PR #2620, opened 2024-08-04
contributing: commit title stuff

nekopsykose:


nekopsykose:
mostly i just find the new package version supremely pointless, so we could just get rid of it

the second change is just writing down what we do already

q66:
sure

can you change `bsdutils` to some actually relevant (alternatively: generic) example while at it

nekopsykose:
i hope coolproject is generic enough

q66:
yup, perfect

PR #2621, opened 2024-08-04
contrib/skopeo: link against system libsqlite3

yoctozepto:
This is to be on the same page as other container tools from the
same family: buildah and podman. There does not seem to exist
a behavioural change in my (and probably any typical) use.
It seems Debian does it this way too, but Arch does not, so
it is strictly a matter of builder's preference.


nekopsykose:
oh yeah, i missed this myself, thanks :3

yoctozepto:
> oh yeah, i missed this myself, thanks :3

The pleasure is all mine! :-)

= = = = =

Take the entries above and repeat them verbatim.

Exercise result:
PR #2620, opened 2024-08-04
contributing: commit title stuff

nekopsykose:


nekopsykose:
mostly i just find the new package version supremely pointless, so we could just get rid of it

the second change is just writing down what we do already

q66:
sure

can you change `bsdutils` to some actually relevant (alternatively: generic) example while at it

nekopsykose:
i hope coolproject is generic enough

q66:
yup, perfect

PR #2621, opened 2024-08-04
contrib/skopeo: link against system libsqlite3

yoctozepto:
This is to be on the same page as other container tools from the
same family: buildah and podman. There does not seem to exist
a behavioural change in my (and probably any typical) use.
It seems Debian does it this way too, but Arch does not, so
it is strictly a matter of builder's preference.


nekopsykose:
oh yeah, i missed this myself, thanks :3

yoctozepto:
> oh yeah, i missed this myself, thanks :3

The pleasure is all mine! :-)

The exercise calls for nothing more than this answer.